[Start of Attachment]

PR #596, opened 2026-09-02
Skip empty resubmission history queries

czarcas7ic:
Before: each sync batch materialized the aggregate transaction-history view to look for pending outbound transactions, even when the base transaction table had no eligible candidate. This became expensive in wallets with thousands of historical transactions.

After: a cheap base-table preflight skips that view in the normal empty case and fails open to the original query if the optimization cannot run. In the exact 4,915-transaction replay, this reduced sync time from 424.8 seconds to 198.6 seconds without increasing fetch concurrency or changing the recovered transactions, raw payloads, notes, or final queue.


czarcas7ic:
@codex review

[End of Attachment]
[Start of Attachment]

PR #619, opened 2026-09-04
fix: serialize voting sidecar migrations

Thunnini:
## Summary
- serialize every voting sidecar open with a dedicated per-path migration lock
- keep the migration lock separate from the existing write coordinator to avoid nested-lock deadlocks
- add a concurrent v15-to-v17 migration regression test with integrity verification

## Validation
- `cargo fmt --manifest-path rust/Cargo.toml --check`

[End of Attachment]
[Start of Attachment]

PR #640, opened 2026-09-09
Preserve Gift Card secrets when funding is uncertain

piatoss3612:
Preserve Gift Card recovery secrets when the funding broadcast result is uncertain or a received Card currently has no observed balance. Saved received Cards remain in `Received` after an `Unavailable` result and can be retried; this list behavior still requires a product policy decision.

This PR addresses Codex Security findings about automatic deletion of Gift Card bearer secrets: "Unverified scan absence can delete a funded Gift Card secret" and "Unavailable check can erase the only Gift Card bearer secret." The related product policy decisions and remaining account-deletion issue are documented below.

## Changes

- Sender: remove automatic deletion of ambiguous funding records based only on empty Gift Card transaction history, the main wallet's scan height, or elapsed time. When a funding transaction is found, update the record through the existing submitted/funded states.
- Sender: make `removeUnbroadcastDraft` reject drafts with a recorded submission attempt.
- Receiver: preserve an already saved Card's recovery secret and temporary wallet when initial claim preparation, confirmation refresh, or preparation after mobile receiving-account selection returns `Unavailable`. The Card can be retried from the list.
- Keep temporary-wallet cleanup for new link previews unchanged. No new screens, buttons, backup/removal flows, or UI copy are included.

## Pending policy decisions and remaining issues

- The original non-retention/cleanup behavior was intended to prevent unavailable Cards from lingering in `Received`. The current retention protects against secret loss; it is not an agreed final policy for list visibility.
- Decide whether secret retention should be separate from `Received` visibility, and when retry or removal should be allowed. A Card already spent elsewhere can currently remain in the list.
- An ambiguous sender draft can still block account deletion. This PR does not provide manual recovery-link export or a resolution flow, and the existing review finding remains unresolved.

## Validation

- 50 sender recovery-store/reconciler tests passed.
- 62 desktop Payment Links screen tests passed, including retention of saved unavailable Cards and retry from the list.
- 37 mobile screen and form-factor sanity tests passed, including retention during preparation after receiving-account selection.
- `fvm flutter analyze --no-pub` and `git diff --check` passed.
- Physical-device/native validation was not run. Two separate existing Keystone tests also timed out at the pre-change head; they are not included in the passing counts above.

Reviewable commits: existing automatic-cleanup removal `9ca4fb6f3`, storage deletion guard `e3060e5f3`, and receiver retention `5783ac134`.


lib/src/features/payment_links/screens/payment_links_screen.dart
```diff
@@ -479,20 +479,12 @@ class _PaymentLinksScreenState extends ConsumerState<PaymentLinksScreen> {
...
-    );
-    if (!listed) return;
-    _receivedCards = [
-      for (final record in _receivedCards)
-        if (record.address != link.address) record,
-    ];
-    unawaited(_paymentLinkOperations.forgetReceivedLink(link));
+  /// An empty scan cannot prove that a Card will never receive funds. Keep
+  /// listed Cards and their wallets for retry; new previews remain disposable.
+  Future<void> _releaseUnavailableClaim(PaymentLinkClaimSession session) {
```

[End of Attachment]

*Work request*.
If a line in the material contains "opened", show it.

*Solution*.
PR #596, opened 2026-09-02
PR #619, opened 2026-09-04
PR #640, opened 2026-09-09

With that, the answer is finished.